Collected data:
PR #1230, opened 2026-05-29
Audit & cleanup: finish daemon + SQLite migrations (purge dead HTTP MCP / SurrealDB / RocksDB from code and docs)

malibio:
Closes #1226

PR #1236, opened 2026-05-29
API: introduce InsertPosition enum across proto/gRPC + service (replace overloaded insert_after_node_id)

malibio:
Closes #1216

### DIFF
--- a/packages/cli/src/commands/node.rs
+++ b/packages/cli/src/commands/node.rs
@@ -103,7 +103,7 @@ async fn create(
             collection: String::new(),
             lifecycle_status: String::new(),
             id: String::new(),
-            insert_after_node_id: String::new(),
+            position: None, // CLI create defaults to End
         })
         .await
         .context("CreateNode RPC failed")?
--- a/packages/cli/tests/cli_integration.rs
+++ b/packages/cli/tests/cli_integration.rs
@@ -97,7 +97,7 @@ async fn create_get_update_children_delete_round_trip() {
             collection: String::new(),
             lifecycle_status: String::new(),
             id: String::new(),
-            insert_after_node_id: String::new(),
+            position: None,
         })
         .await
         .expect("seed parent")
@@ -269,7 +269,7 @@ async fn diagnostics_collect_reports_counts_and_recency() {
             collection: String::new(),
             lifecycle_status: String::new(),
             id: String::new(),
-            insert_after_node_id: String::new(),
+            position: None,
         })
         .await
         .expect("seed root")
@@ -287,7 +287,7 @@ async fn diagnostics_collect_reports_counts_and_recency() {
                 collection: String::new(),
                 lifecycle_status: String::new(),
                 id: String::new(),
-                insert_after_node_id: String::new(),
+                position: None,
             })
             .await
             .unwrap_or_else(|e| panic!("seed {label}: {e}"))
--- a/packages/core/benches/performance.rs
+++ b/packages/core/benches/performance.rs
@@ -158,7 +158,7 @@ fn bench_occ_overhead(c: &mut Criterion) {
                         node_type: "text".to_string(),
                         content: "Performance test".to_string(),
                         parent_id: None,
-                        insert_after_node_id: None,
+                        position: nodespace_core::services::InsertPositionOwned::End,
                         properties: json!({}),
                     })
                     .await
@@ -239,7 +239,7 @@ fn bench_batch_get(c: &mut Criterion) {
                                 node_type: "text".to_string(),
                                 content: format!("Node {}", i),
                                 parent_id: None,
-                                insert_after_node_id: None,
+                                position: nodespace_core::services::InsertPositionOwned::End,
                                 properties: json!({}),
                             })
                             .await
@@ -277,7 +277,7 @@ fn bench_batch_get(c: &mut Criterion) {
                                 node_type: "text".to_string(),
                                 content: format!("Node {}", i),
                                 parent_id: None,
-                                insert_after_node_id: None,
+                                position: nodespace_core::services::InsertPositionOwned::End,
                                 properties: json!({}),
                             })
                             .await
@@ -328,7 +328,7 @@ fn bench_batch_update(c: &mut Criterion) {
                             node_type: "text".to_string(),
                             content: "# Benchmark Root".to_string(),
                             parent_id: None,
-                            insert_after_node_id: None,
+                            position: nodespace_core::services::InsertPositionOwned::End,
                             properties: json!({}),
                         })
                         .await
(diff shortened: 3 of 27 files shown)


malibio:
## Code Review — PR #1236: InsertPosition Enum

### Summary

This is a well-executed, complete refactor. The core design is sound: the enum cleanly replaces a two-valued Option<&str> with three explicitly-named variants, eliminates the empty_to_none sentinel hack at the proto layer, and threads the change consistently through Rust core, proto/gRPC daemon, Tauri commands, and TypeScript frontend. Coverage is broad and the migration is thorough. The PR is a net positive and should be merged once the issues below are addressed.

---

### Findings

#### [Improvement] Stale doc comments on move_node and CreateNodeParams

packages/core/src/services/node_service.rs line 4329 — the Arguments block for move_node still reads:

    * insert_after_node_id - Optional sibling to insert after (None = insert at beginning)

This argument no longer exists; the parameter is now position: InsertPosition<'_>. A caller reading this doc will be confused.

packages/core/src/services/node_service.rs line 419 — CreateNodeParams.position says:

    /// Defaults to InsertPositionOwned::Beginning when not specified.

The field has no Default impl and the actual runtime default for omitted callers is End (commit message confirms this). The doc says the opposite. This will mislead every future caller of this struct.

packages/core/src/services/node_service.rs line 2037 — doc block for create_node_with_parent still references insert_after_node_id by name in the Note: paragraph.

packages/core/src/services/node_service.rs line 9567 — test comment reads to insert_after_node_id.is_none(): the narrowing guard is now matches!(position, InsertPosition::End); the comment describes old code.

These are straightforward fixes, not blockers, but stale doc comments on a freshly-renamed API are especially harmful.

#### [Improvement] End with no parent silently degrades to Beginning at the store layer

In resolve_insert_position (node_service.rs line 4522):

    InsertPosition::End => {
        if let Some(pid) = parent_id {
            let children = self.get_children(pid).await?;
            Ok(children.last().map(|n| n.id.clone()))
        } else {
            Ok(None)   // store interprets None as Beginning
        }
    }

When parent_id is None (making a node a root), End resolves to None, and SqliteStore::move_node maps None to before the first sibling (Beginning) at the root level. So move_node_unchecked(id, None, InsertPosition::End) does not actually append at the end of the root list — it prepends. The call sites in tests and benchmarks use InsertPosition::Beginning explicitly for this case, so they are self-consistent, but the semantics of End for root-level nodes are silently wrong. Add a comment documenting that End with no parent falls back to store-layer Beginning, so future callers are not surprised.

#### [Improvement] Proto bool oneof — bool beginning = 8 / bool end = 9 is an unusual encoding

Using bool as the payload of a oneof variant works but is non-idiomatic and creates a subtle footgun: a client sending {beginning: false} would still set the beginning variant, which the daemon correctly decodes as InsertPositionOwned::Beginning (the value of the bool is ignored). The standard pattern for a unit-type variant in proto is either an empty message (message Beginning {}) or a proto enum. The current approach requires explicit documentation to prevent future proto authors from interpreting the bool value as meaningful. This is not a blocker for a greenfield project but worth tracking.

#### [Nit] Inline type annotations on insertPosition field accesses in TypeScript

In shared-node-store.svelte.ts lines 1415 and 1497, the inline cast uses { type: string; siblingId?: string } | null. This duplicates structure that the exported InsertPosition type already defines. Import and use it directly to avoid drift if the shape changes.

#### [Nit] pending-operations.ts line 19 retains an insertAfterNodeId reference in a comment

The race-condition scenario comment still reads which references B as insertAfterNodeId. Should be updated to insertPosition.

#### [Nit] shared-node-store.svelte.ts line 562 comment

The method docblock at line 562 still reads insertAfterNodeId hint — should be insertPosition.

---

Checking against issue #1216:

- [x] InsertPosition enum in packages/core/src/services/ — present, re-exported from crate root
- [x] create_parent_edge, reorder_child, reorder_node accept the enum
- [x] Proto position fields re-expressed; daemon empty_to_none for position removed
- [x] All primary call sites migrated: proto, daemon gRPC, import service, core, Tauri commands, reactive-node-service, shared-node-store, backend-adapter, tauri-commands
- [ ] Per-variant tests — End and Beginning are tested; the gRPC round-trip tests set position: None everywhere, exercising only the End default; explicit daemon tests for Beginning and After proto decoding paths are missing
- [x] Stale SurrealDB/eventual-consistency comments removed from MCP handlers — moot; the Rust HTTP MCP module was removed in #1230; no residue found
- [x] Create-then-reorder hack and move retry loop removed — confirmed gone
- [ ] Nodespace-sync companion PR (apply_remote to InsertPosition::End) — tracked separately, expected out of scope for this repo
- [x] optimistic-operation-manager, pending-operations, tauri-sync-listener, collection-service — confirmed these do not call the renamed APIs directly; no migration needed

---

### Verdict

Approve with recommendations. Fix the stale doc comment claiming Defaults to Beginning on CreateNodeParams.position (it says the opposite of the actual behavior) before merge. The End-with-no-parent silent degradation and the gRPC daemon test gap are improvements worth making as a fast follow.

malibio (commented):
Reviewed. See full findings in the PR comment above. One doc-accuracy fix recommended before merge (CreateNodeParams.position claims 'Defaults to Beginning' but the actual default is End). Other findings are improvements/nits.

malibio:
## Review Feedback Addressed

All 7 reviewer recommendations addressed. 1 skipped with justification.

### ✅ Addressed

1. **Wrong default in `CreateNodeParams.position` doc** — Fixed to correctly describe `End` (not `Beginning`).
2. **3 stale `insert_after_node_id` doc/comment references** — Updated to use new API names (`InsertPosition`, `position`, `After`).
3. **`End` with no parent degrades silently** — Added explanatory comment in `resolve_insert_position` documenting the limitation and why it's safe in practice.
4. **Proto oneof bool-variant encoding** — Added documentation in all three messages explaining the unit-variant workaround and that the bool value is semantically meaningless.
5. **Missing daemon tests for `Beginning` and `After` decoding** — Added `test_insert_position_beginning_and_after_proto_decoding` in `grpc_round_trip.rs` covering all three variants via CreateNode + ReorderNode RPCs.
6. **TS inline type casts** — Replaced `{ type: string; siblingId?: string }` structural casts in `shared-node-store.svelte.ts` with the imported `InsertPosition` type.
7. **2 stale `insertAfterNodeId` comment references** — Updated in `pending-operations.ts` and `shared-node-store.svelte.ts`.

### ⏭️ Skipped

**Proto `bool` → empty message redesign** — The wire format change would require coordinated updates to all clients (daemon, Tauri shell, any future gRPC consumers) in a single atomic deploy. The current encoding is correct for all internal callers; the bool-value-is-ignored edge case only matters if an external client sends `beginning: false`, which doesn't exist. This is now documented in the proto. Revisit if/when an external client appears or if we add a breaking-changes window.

**Assignment:** Say how many lines in the records above hold "says", and give no other text.

**Exercise response:** 3